PR #130, opened 2017-03-28
Add job to finalize import

jonallured:
This PR adds a job to finalize imports which means pinging the Slack channel and exporting any errors to S3. The class responsible for this work is the newly minted `FinalizeImportJob`. It's slightly more wordy than I usually like, but there's a decent amount of stuff that goes into closing out an Import. Open to ideas here.

One way I was able to trim the fat on that job was by extracting a few classes. The first one that popped out was `ImportErrors`. The idea here is that I wanted something to encapsulate the logic around converting a set of `RawInput` records into something that could be easily written to a CSV on S3. There's some gnarly parsing going on in `errors_from_details`, but I couldn't think of a better way to handle it! 🤢 

The `SlackBot` class wraps up the pinging of Slack and gets some of those juicy details out of the job.

Finally, the `S3CsvExport` class is something that's been a long time coming. I mentioned this in #129 because I think it'll fit right in on that PR. The idea is to abstract away the work of taking a nested array, a filename and a header row and converting that to CSV and writing to S3.

While I was at it, I finally did my audit of ENV vs the Rails secrets file so that cleanup is also included in the PR. If you'd prefer for that to come in a separate one, please let me know!

Looking for feedback on 0cf5950 - please tell me there's a better way! /cc @yuki24 

Once this lands on staging, then I think it'll be time for @madeleineb to do some testing there - we won't have full exporting finalized until #129 lands, but I've changed this stuff a lot and would benefit from some smoke testing.

Note: this is on top of #128 and thus looks like more than it really is.


app/jobs/finalize_import_job.rb
```diff
@@ -0,0 +1,37 @@
+class FinalizeImportJob < ActiveJob::Base
```
yuki24: This should inferit from [`ApplicationJob`](https://github.com/artsy/bearden/blob/master/app/jobs/application_job.rb).

app/jobs/finalize_import_job.rb
```diff
@@ -0,0 +1,37 @@
...
+    channel = "import_#{@import.id}"
+    ActionCable.server.broadcast channel, import_result
+  end
+
+  def export_errors
+    ImportErrors.export(@import)
+  end
+
+  def post_to_slack
+    url = Rails.application.routes.url_helpers.import_url(@import)
```
yuki24: I don't think this is bad, but at the same time I'm a bit concerned about globally changing the `host` in `config/environments/**.rb`. One thing you could do is to explicitly specify the `host`:

```ruby
Rails.application.routes.url_helpers.import_url(@import, host: 'http://www.bestdomainever.com')
```

If this is a common pattern in Job classes, we could have the parent `ApplicationJob` class include the entire `Rails.application.routes.url_helpers` module and set a `host`:

```ruby
class ApplicationJob < ActiveJob::Base
  include Rails.application.routes.url_helpers
  default_url_options[:host] = 'http://www.bestdomainever.com' # or use ENV['DEFAULT_HOST']
end
```

So in the `post_to_slack` method you could simply do:

```ruby
SlackBot.post(":tada: #{import_result.name} finished: #{import_url(@import)}")
```

Either way, `ENV['DEFAULT_HOST']` still needs to be set.

app/models/import_errors.rb
```diff
@@ -0,0 +1,42 @@
...
+
+  def headers
+    raw_inputs_with_errors.first.data.keys + %w(exception error_details)
+  end
+
+  def errors_from_details(details)
+    details.map do |field, detail|
+      errors = detail['content'].map { |obj| obj['error'] }
+      errors.map { |error| [field, error].join(' ') }.flatten
+    end.flatten.join(', ')
```
yuki24: You can simplify this using the [`Enumerable#pluck`](http://api.rubyonrails.org/classes/Enumerable.html#method-i-pluck) and [`Enumerable#flat_map`](https://ruby-doc.org/core-2.4.1/Enumerable.html#method-i-flat_map) methods:

```ruby
details.flat_map do |field, detail|
  errors  = detail['content'].pluck('error')
  errors.flat_map { |error| [field, error].join(' ') }
end.join(', ')
```

Or even:

```ruby
details.flat_map do |field, detail|
  detail['content'].pluck('error').flat_map { |error| [field, error].join(' ') }
end.join(', ')
```

app/jobs/finalize_import_job.rb
jonallured: Ugh, I always make this mistake as the Vim plugin creates the file and inherits from `ActiveJob::Base` by default. Thanks for catching this! ❤️

app/jobs/finalize_import_job.rb
jonallured: Can you explain why changing the host in `config/environments/**.rb` makes you concerned?

app/models/import_errors.rb
jonallured: Awesome refactor, thanks!!!

app/models/s3_csv_export.rb
```diff
@@ -0,0 +1,33 @@
+class S3CsvExport
+  def self.create(rows, filename, headers)
```
gnilekaw: What do you think about doing `def self.create(rows:, filename:, headers:)`? I know it makes the implementation more verbose, but three's a crowd. Perhaps do this when you add the `acl` in the next PR.

app/jobs/finalize_import_job.rb
```diff
@@ -0,0 +1,37 @@
...
+    message = ":tada: #{import_result.name} finished: #{url}"
```
gnilekaw: I can imagine a future improvement that wraps the result name in a url tag, so we don't display the actual url in slack.

app/models/s3_csv_export.rb
```diff
@@ -18,7 +18,7 @@ def create
   private
 
   def s3_bucket
-    Aws::S3::Resource.new.bucket ENV['AWS_BUCKET']
+    Aws::S3::Resource.new.bucket Rails.application.secrets.aws_bucket
```
gnilekaw: I've been using the "Artsy data" bucket in `.env`, but now that I think about it we should make a practice to use the Bearden staging and production buckets. (Note to self.)

app/jobs/finalize_import_job.rb
yuki24: Sorry for the delay @jonallured. Theoretically, there should only be a single host per app, so it shouldn't be a huge problem even if we change the global config(which is why I didn't think this is that bad). The only thing that sticks in my mind is that AcitonMailer has its own `default_url_options` and there might be a reason why this interface is designed this way. What I could imagine is that having two separate configs would make a clear distinction between the `host` set by the request and ActionMailer's `host`, so you could safely use a custom host name in ActionMailer without accidentally overriding the host set by the request.

But again, it should just work as long as we use a single, consistent host name. You could refactor when you need to use an url helper in another jobs class.

PR #132, opened 2017-03-29
Only create organizations when website is provided

### LINKED ISSUE #99: Orgs with nil websites are imported
A RawInput that includes the following data will create a new Organization. We should only allow orgs to be created when they have a `website`.

```ruby
data:
  {"website"=>nil,
   "location"=>nil,
   "latitude"=>nil,
   "longitude"=>nil,
   "email"=>nil,
   "phone_number"=>"8 (495) 730-44-21",
   "organization_name"=>nil,
   "burden_id"=>"93337"
}
```

jonallured:
I decided to add an exception for this case - that felt the most appropriate. I also opted to leave the `error_details` nil because I want to reserve that field for actual ActiveRecord validation errors. This might mean that an Importer could have to decipher exceptions, but maybe that's ok?

I sorta envision a list of exceptions and some explanation on the wiki so that we can help them out that way. Open to thoughts here!

closes #99

### DIFF
--- a/app/models/raw_input_changes.rb
+++ b/app/models/raw_input_changes.rb
@@ -1,5 +1,6 @@
 class RawInputChanges
   class InvalidData < StandardError; end
+  class NoWebsiteBuilt < StandardError; end
 
   def self.apply(raw_input)
     new(raw_input).apply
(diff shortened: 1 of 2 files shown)


gnilekaw:
👍

PR #143, opened 2017-03-31
Only sync when there is something to do

jonallured:
Prior to this commit we'd be going through all the motions of syncing with Redshift even if there was nothing to do! Good catch @gnilekaw.

Note that while I considered reducing the duplication between `nothing_to_sync?` and `update_finished_imports`, I think it's fine. Check this out:

```ruby
> Import.where(state: ImportMicroMachine::FINISHED).any?
   (0.3ms)  SELECT COUNT(*) FROM "imports" WHERE "imports"."state" = $1  [["state", "finished"]]
=> false
```

That count statement is going to be really fast and if you extracted the `Import.where(state: ImportMicroMachine::FINISHED)` part, then you'd lose ActiveRecord's ability to optimize.

### DIFF
--- a/app/jobs/data_warehouse_sync_job.rb
+++ b/app/jobs/data_warehouse_sync_job.rb
@@ -1,5 +1,7 @@
 class DataWarehouseSyncJob < ApplicationJob
   def perform
+    return if nothing_to_sync?
+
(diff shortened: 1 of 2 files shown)


gnilekaw:
🌮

===============

:: Aim of the task ::
The lines of the data, from the first through the one containing "of the job.", are to be transcribed exactly.

:: Result for this exercise ::
PR #130, opened 2017-03-28
Add job to finalize import

jonallured:
This PR adds a job to finalize imports which means pinging the Slack channel and exporting any errors to S3. The class responsible for this work is the newly minted `FinalizeImportJob`. It's slightly more wordy than I usually like, but there's a decent amount of stuff that goes into closing out an Import. Open to ideas here.

One way I was able to trim the fat on that job was by extracting a few classes. The first one that popped out was `ImportErrors`. The idea here is that I wanted something to encapsulate the logic around converting a set of `RawInput` records into something that could be easily written to a CSV on S3. There's some gnarly parsing going on in `errors_from_details`, but I couldn't think of a better way to handle it! 🤢 

The `SlackBot` class wraps up the pinging of Slack and gets some of those juicy details out of the job.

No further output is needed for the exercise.